Matecki zu den Arbeitsmarktdaten: Besser ist noch nicht gut
(Berlin) - Zu den aktuellen Arbeitsmarktdaten sagte DGB-Vorstandsmitglied Claus Matecki am Donnerstag (30. August 2007) in Berlin:
Der Abbau der Arbeitslosigkeit setzt sich dank guter Konjunktur fort, aber auch 3,7 Millionen Arbeitslose sind noch lange kein Grund zum Jubeln.

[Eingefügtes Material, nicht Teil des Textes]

PR #344, opened 2024-11-27
Fix broken `Client.chat` overload type annotations

pythongirl325:
The overload type annotations for `Client.chat` did not reflect the new tool function API.


ParthSareen (approved):
Seems like I forgot to update throughout the signatures. Thanks for the catch! 😄

hallettj:
I'm hitting type errors from pyright as a result of this change when calling `Client.chat` even though I'm not passing in a `tools` argument:

```
error: Type of "chat" is partially unknown
    Type of "chat" is "Overload[(model: str = '', messages: Sequence[Mapping[str, Any] | Message] | None = None, *, tools: Sequence[Mapping[str, Any] | Tool | ((...) -> Unknown)] | None = None, stream: Literal[False] = False, format: Dict[str, Any] | Literal['', 'json'] | None = None, options: Mapping[str, Any] | Options | None = None, keep_alive: float | str | None = None) -> ChatResponse, (model: str = '', messages: Sequence[Mapping[str, Any] | Message] | None = None, *, tools: Sequence[Mapping[str, Any] | Tool | ((...) -> Unknown)] | None = None, stream: Literal[True] = True, format: Dict[str, Any] | Literal['', 'json'] | None = None, options: Mapping[str, Any] | Options | None = None, keep_alive: float | str | None = None) -> Iterator[ChatResponse]]" (reportUnknownMemberType)
```

The call site looks like this:

```py
response = self.client.chat(
    model=self.model,  # str
    messages=messages, # list[Message]
    stream=False,      # bool
    options=options,   # Options
)
```

The problem disappears if I edit the signatures of `Client.chat` to remove `Callable` from the tools parameter union.

I'm using ollama v0.4.7 and pyright v1.1.398.

Most likely I'm doing something to trigger the error, but after lots of troubleshooting I have no idea what I can do to fix the error other than downgrading to ollama v0.4.1.

ParthSareen:
Hey @hallettj, sorry about that :/ 

Not sure why pyright is complaining since it's init to None. Will check it out a bit more to see what's up.

hallettj:
@ParthSareen Thanks for following up! I'll add that I can resolve the error by editing the signatures for `Client.chat` to specify type arguments to `Callable`. If I replace each instance of `Callable` with `Callable[..., Any]` that seems to satisfy pyright.

ParthSareen:
@hallettj that makes me think that it's defaulting to a `Callable` from pyright's perspective even though it should be a `None` it's probably something small or a discrepancy with pyright. Thanks for letting me know!

hallettj:
@ParthSareen I don't think the error has anything to do with the call site. I think the issue is that pyright is not able to fully process the method signatures. And it looks to me like the issue is that pyright can't resolve `Callable` without arguments to a type. Whether or not you call `chat` with a `tools` argument, pyright tries to fully resolve every type in every union for every parameter of the method, and it has a problem with `Callable`.

PR #354, opened 2024-12-01
Structured outputs support with examples

ParthSareen:
Enable structured outputs support https://github.com/ollama/ollama/pull/7900


ParthSareen:
Adding generate updates here as well!

ollama/_client.py
```diff
@@ -186,7 +188,7 @@ def generate(
     context: Optional[Sequence[int]] = None,
     stream: Literal[False] = False,
     raw: bool = False,
-    format: Optional[Literal['', 'json']] = None,
+    format: Optional[Union[Literal['', 'json'], Type[BaseModel]]] = None,
```
mxyng, line 191: This should also accept arbitrary Python types by way of `pydantic.TypeAdapter` as well as the `TypeAdapter` itself

mxyng: Never mind

examples/structured-outputs.py
```diff
@@ -0,0 +1,56 @@
...
+
+## Serialize the dataclass schema using asdict
+response = chat(
+  model='llama3.1:8b',
+  messages=[{'role': 'user', 'content': 'I have two friends. The first is Ollama 22 years old busy saving the world, and the second is Alonso 23 years old and wants to hang out. Return a list of friends in JSON format'}],
+  format=friends_list_schema,
+  options={'temperature': 0},
+)
+
+friends_response = FriendList(friends=[FriendInfo(**friend) for friend in json.loads(response.message.content)['friends']])
```
ParthSareen, line 55: this is really ugly but from what i understand the only way to serialize into a nested object correctly

ParthSareen: okay im gonna get rid of this i dont like it LOL

mxyng (approved):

Zudem hat sich die Qualität der neuen Jobs nicht verbessert. Atypische Beschäftigungsverhältnisse und Einkommensunterschiede nehmen weiter zu. Deshalb brauchen wir bessere Regeln auf dem Arbeitsmarkt: Gleicher Lohn für gleiche Arbeit in der Zeitarbeit, Schluss mit der staatlichen Förderung geringfügiger Beschäftigungsverhältnisse, Mindestlohn gegen Lohndumping. Seine besten Tage hat der Aufschwung bereits hinter sich die Arbeitslosigkeit und ihre Bekämpfung bleibt Hauptaufgabe der Großen Koalition und der Arbeitgeber. Nötig ist dabei u.a. verstärktes Engagement in Aus- und Weiterbildung, um auch den so genannten Altbewerbern, älteren Erwerbslosen und Langzeitarbeitslosen eine Perspektive zu geben.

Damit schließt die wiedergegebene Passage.